M. Kistabish avait témoigné des drames des pensionnats il y a déjà plusieurs décennies. «Avoir un jour férié aujourd’hui, c’est un nouveau départ, c’est vraiment tout petit comme point de départ, c’est vraiment juste le commencement de quelque chose qui va devenir plus gros et plus grand», souhaite Richard Kistabish, non sans prévenir que cette démarche doit prendre du temps. «Chaque jour, ça va finir par prendre forme, par se réaliser, parce qu’il y a énormément de choses encore à accomplir, il y a beaucoup de travail encore à faire. Et avant que ça puisse se réaliser, il est essentiel que l’on puisse se concentrer sur le travail d’aujourd’hui», mentionne-t-il. 

Richard Kistabish

©Gracieuseté

«Si vous réussissiez à prononcer le mot «Kwe» au lieu de dire «bonjour», avant que vous preniez cette habitude comme comme façon de vous adresser, ça va prendre quelques années» 

Richard Kistabish 

Avoir une nouvelle approche  

Au-delà d’une journée de commémoration, Richard Kistabish considère qu’il est important d’en apprendre plus sur les Premières Nations. Par exemple, pour commencer, il faudrait apprendre comment s’adresser aux autochtones selon leurs conventions. 

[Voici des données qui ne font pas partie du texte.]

PR #1282, opened 2026-07-24
Feat/relayer attestation proofgen

dhfang:
Removes the relayer's dependency on the external Rust proof-api service for building relay transactions, replacing it with in-process proof generation against this repo's own attestor.

### Changes

- Removed anything related to the proof api
- `internal/relay/proofgen`: Adds a `ProofGenerator` abstraction that takes packet events and returns state and packet proofs. There will be a different `ProofGenerator` implementation for each light client implementation the relayer supports. The PR adds an implementation for the attestation light client under `internal/relay/proofgen/attestation`
- `internal/relay/txbuilder`: Adds a TxBuilder abstraction that takes packet and state proofs and forms relaying transactions. There will be a different `TxBuilder` implementation for each chain type. The PR adds an EVM implementation that packs a client update and a batch of packet operations into a single `ICS26Router.multicall` transaction.
- Updated the three processors that submit relay transactions (`batch_ack_packet.go`, `batch_recv_packet.go`, `timeout_packet.go`) onto the new proof generation / tx creation flow. They no longer call the proof api to form relay transactions and leverage `ProofGenerator` and `TxBuilder` instead. The shared logic is in `batch_relay.go`.


link/internal/relay/processors/batch_relay.go
```diff
@@ -0,0 +1,120 @@
...
+
+	submission, err := txSubmitter.Submit(ctx, v2.TxIntent{
+		To:   common.BytesToAddress(relayTx.To).Hex(),
+		Data: relayTx.Data,
+	})
+	if err != nil {
+		return nil, errors.Wrap(err, "submitting relay tx")
+	}
+
+	return submission, nil
```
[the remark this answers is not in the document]
dhfang: This is not relevant right now since solana is not supported. It will break in obvious ways when adding solana support.

link/internal/relay/proofgen/proofgen.go
```diff
@@ -0,0 +1,137 @@
...
+	localAttestors *attestor.Service,
+) (attestor.Attestor, error) {
+	switch entry.Type {
+	case config.AttestorTypeRemote:
+		if entry.GRPC == "" {
+			return nil, errors.New("no grpc address configured")
+		}
+
+		// TODO: Support TLS
+		return attestor.NewRemoteFromURL(watchedChainID, entry.Name, entry.Name, "http://"+entry.GRPC), nil
```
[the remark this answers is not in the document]
dhfang: Future work.

link/internal/relay/proofgen/proofgen.go
```diff
@@ -0,0 +1,137 @@
...
+			}
+
+			counterpartyChain, ok := clientSet.Get(clientCfg.CounterpartyChainID)
+			if !ok {
+				return nil, errors.Errorf(
+					"client %q: no configured chain client for counterparty chain %q", clientCfg.Alias, clientCfg.CounterpartyChainID,
+				)
+			}
+
+			generators[Key(clientCfg.ChainID, clientCfg.ClientID)] = attestation.New(attestors, clientCfg.AttestorSet.Threshold, counterpartyChain)
```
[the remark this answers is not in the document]
dhfang: There is a step in teh relaying pipeline that uses this config value to determine how long to wait for finality. Moreover, we always check first what the latest provable height is which queries the attestors directly for what they consider a finalized height.

dhfang:
@greptile re-review

link/internal/relay/txbuilder/evm/evm.go
```diff
@@ -0,0 +1,189 @@
...
+		if len(item.Acks) == 0 {
+			return nil, errors.Errorf("no acknowledgement recorded for sequence %d", item.Packet.Sequence)
+		}
+
+		return packAckPacket(packet, item.Acks[0], item.Proof, item.ProofHeight)
+	case v2.RelayKindTimeout:
+		return packTimeoutPacket(packet, item.Proof, item.ProofHeight)
+	default:
+		return nil, errors.Errorf("unsupported relay kind %v", item.Kind)
+	}
```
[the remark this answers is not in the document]
dhfang: the solidity implementation does not currently support multi-payload

link/internal/relay/proofgen/attestation/signing.go
```diff
@@ -0,0 +1,50 @@
...
+	"fmt"
+
+	"github.com/ethereum/go-ethereum/common"
+	"github.com/ethereum/go-ethereum/crypto"
+)
+
+// Domain separation tags, matching the attestor's own (see
+// service/attestor/evm.SignABI).
+const (
+	TagStateAttestation  byte = 0x01
```
swift1337: let's dedup and use attestor.evm package directly

swift1337: UPD: Let's move all of this to link/internal/service/attestor/evm/signing.go

link/internal/relay/proofgen/attestation/quorum.go
```diff
@@ -0,0 +1,251 @@
...
+		buckets[string(resp.data)] = append(buckets[string(resp.data)], resp)
+	}
+
+	for _, bucket := range buckets {
+		seenSigners := make(map[common.Address]struct{})
+
+		var signatures [][]byte
+
+		for _, resp := range bucket {
+			if _, dup := seenSigners[resp.signer]; dup {
```
swift1337, line 143: It should not be possible to have responses from duplicate signers. Validation logic should fail on this even before making the call

link/internal/relay/proofgen/attestation/quorum.go
```diff
@@ -0,0 +1,251 @@
...
+		return quorumResponse{name: a.Name(), err: errors.Wrapf(err, "attestor %q", a.Name())}
+	}
+
+	return quorumResponse{name: a.Name(), signer: signer, data: data, sig: sig}
+}
+
+// reduceQuorum groups responses by their exact attestationData value
+// and returns the first value whose distinct signers reach threshold.
+func reduceQuorum(responses []quorumResponse, threshold int) (quorumResult, error) {
+	buckets := make(map[string][]quorumResponse)
```
swift1337, line 127: Can you explain what a bucket is here and why we need it?

link/internal/relay/proofgen/attestation/quorum.go
```diff
@@ -0,0 +1,251 @@
...
+		for _, resp := range bucket {
+			if _, dup := seenSigners[resp.signer]; dup {
+				continue
+			}
+
+			seenSigners[resp.signer] = struct{}{}
+			signatures = append(signatures, resp.sig)
+		}
+
+		if len(signatures) >= threshold {
```
swift1337, line 151: Is that how the existing ibc-attestor works? Please help me to clarify:

This seems to drop real signatures from live attestors after a threshold. Let's say we have a quorum of 5/8; this means that three attestors would not be present in the on-chain verification. I think it's good to have all attestors for liveness, i.e., third-party observers can verify that all attestors participate instead of only a subset. (I know that Sol LC also does a fast exit, and we don't spend gas verifying signatures after a threshold).

link/internal/relay/proofgen/proofgen.go
```diff
@@ -0,0 +1,153 @@
...
+	localAttestors *attestor.Service,
+) (attestor.Attestor, error) {
+	switch entry.Type {
+	case config.AttestorTypeRemote:
+		if entry.GRPC == "" {
+			return nil, errors.New("no grpc address configured")
+		}
+
+		// TODO: Support TLS
+		return attestor.NewRemoteFromURL(watchedChainID, entry.Name, entry.Name, "http://"+entry.GRPC), nil
```
swift1337, line 138: (not blocking) Please add `todo` to merge this into the attestor service; it's a bit confusing that proofgen creates an attestor instance. We could take the route config, resolve attestors, then use the local attestors and call something like:
```go
routeAttestorService := attestorService.Merge(routeAttestors...)

proofGen := NewFromConfig(cfg, attestorService, clientSet)
```

link/internal/relay/proofgen/attestation/generator.go
```diff
@@ -0,0 +1,142 @@
...
+
+func New(attestors []attestor.Attestor, threshold int, counterpartyChain chains.Client) *Generator {
+	return &Generator{attestors: attestors, threshold: threshold, counterpartyChain: counterpartyChain}
+}
+
+func (g *Generator) LatestProvableHeight(ctx context.Context) (uint64, time.Time, error) {
+	return latestProvableHeight(ctx, g.attestors, g.threshold, g.counterpartyChain)
+}
+
+func (g *Generator) StateProof(ctx context.Context, height uint64) ([]byte, error) {
```
swift1337, line 34: This seems identical to Attestor, we could move this to attestorService in the future, i'd place a `todo`

dhfang: I don't think so, this is an interface defined in proofgen.go that all proof generators will implement. This is just the implementation for the attestation light client and it calls attestor aggregation logic that doesn't belong in the attestor service.

link/internal/relay/proofgen/attestation/quorum.go
dhfang: This is a recovered signer from the attestor response. The config validation doesn't actually tell you anything about what signing key an attestor is actually configured with.

link/internal/relay/proofgen/attestation/quorum.go
dhfang: I don't think I'm going to change this:
- Relaying is permissionless so you don't actually have guarantees around what inclusion rules a relayer uses to decide which attestor's signatures to submit
- The solidity light client verifies ALL attestor signatures
- I'd actually want to go in the opposite direction and stop listening for a response from any remaining attestors after a quorum of responses has been received.

link/internal/relay/proofgen/attestation/quorum.go
dhfang: The attestors might not return the same attested data i.e. if you have a misbehaving attestor for example. This just buckets the responses by the attested data

link/internal/relay/proofgen/proofgen.go
dhfang: will create a ticket

swift1337 (approved):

«Si vous réussissiez à prononcer le mot «Kwe» au lieu de dire «bonjour», avant que vous preniez cette habitude comme façon de vous adresser (aux autochtones), ça va prendre quelques années. Ce n’est pas juste d’apprendre ce mot, c’est de l’inculquer à notre façon d’être qui va devenir intéressante à observer», illustre-t-il. 

Une réconciliation difficile 

En cette journée de commémoration, où les drapeaux sont en berne à Ottawa et les bâtiments illuminés d’orange pour rappeler les pensionnats, le leader autochtone a déclaré ne pas être convaincu que les récentes excuses de la Conférence des évêques catholiques du Canada soient suffisantes. 

C’est que le 25 septembre, cette organisation a officiellement présenté ses excuses aux Premières Nations pour les mauvais traitements subis dans les anciens pensionnats. Les évêques ont également promis de verser aux victimes 30 millions $ en dommages et intérêts. À cet égard, M. Kistabish a déclaré qu’il faudrait procéder à des fouilles sur le site de l’ancien pensionnat de Saint-Marc-de-Figuery pour en «avoir le cœur net».